Liberals and conservatives can agree that there is a yawning opportunity gap in the United States. A few basic steps that have bipartisan support could get us started on shoring up the tenuous economic foundations of working-class America, and thereby also shrink the success gap between married and single mothers. These include raising the earned-income tax credit, eliminating incarceration for most nonviolent crimes (particularly for low-level drug offenses), and increasing the availability of apprenticeship training (which is already common in Europe).

Cultural change is harder, but it can happen. Consider the success of campaigns against smoking, drunk driving, and teen pregnancy — for example, the National Campaign to Prevent Teenage and Unplanned Pregnancy. It has worked with state and local organizations, advertising agencies, Hollywood producers, and religious institutions in its efforts to change norms and behaviors related to teen pregnancy, which (perhaps as a result) has fallen by more than 50 percent since the early 1990s.

A similar campaign organized around what Brookings Institution scholars Ron Haskins and Isabel Sawhill have called the “success sequence” — that is, pursuing education, work, marriage, and parenthood in that order — could also play a valuable role in reducing the number of women who give birth out of wedlock. As sociologists Kathryn Edin and Maria Kefales have shown in their magisterial book Promises I Can Keep, a complex set of factors lead women to put parenthood before marriage. But given the costs of single motherhood to government coffers and society more generally, the first steps described here could pay for themselves many times over in the years to come.

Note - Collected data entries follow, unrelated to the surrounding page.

PR #4444, opened 2020-08-11
avoid exception by potential autoloader closure

Guite:
| Q                 | A
| ----------------- | ---
| Bug fix?          | yes
| New feature?      | no
| BC breaks?        | no
| Deprecations?     | no
| Fixed tickets     | -
| Refs tickets      | -
| License           | MIT
| Changelog updated | yes

## Description

This PR avoids that additional vendors that contribute own autoloaders may cause a problem in our kernel if these autoloaders are closures and hide (shadow) the autoloader from composer.

### DIFF
--- a/CHANGELOG-3.0.md
+++ b/CHANGELOG-3.0.md
@@ -6,6 +6,7 @@
   - _there should be none_
 
 - Fixes:
+  - [CoreBundle] More robust autoloader detection.
   - [Menu] Fix error during creation of new menus.
 
 - Features:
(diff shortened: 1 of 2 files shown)


craigh:
Is this from a recipe or did you find a problem?

Guite:
I found the problem (exception _"Cannot use object of type Closure as array"_) in an environment where vendors included additional libraries (e.g. from Zend).

craigh:
👍👍

PR #4481, opened 2020-09-18
remove action suffix from controller methods

Guite:
| Q                 | A
| ----------------- | ---
| Bug fix?          | no
| New feature?      | no
| BC breaks?        | no
| Deprecations?     | yes
| Fixed tickets     | -
| Refs tickets      | -
| License           | MIT
| Changelog updated | yes

## Description

This PR removes the `Action` suffix from controller method names, because this is neither required nor recommended anymore.

From https://symfony.com/doc/4.2/best_practices/controllers.html#controller-action-naming :

> Don’t add the `Action` suffix to the methods of the controller actions.

> The first Symfony versions required that controller method names ended in `Action` (e.g. `newAction()`, `showAction()`). This suffix became optional when annotations were introduced for controllers. In modern Symfony applications this suffix is neither required nor recommended, so you can safely remove it.

### DIFF
--- a/CHANGELOG-3.1.md
+++ b/CHANGELOG-3.1.md
@@ -21,6 +21,6 @@
 
 - Deprecated:
   - [General] Controller methods should not have an `Action` suffix in their names anymore.
-  - [CoreBundle] `Zikula/CoreBundle/YamlDumper` use `Configurator` as needed.
+  - [CoreBundle] `Zikula/CoreBundle/YamlDumper` is deprecated. Please use `Configurator` as needed.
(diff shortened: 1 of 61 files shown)


craigh (changes requested):
please investigate travis failure.

Guite:
> Invalid version string "action-suffix.x-dev"

No idea why composer errors like this. I hoped it would be just a temporary issue. At least it seems to be connected to the branch name instead of the code changes.

craigh (approved):
very well. consider naming future branches differently. :-)

PR #4558, opened 2020-12-05
replace component installer 

craigh:
replace component installer with oomphinc/composer-installers-extender
remove RequireJs config generator (ping @Kaik)
remove forced use of composer 1 and allow composer 2 in travis build and github actions

| Q                 | A
| ----------------- | ---
| Bug fix?          | yes
| New feature?      | no
| BC breaks?        | no
| Deprecations?     | no
| Fixed tickets     | -
| Refs tickets      | -
| License           | MIT
| Changelog updated | yes


craigh:
@Guite @Kaik This removes RequireJs stuff. Since I don't know what it was doing in the first place, I don't know why it was there. It was using classes from component installer (and _**Assetic**_ !!) so if we need it, then we have to come up with a better way. please let me know.

Guite (approved):

Guite:
Did you also consider https://github.com/fxpio/foxy ? (see "Alternatives" section at #4032 ...)

craigh:
> Did you also consider https://github.com/fxpio/foxy 

yes, I looked into it. oomphinc/composer-installers-extender is a smaller change and easier for the moment. Foxy could be used later maybe.

Kaik:
Hard to say now why RequireJs was required by component installer, or why it generated config for it. AFAIR it wasn't even configured properly.
SF and we use Webpack now.

Kaik:
ah ok so, it was an alternative way to handle component js/css we used the simple way (we just hardcoded all assets). These were also "bundled" via requireJS. So instead of many hardcoded tags you use one tag the same everywhere and in your js code you can just call required "module" (JQuery etc...) and requireJS will provide it. 
Webpack does the same (and more) but again we are not using it this way (actually looks like we are not using Webpack Encore at all)
Anyway requireJS can be safely removed.

Guite:
Yes, requireJS is not needed.
Encore becomes more interesting now that Stimulus is going to provide a Flex hook so bundles can be incorporated into Webpack.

Modest declines in the divorce rate, coupled with the skyrocketing rate of premarital childbearing, have rewritten the demographics of single motherhood and confronted us with a new set of challenges. At least the first step is easy: We can be clear about the terms of the discussion. It no longer makes sense to lump together all single mothers when we know how different divorced mothers and women who give birth out of wedlock really are.

– Mr. Wolfinger is a professor of family and consumer studies at the University of Utah.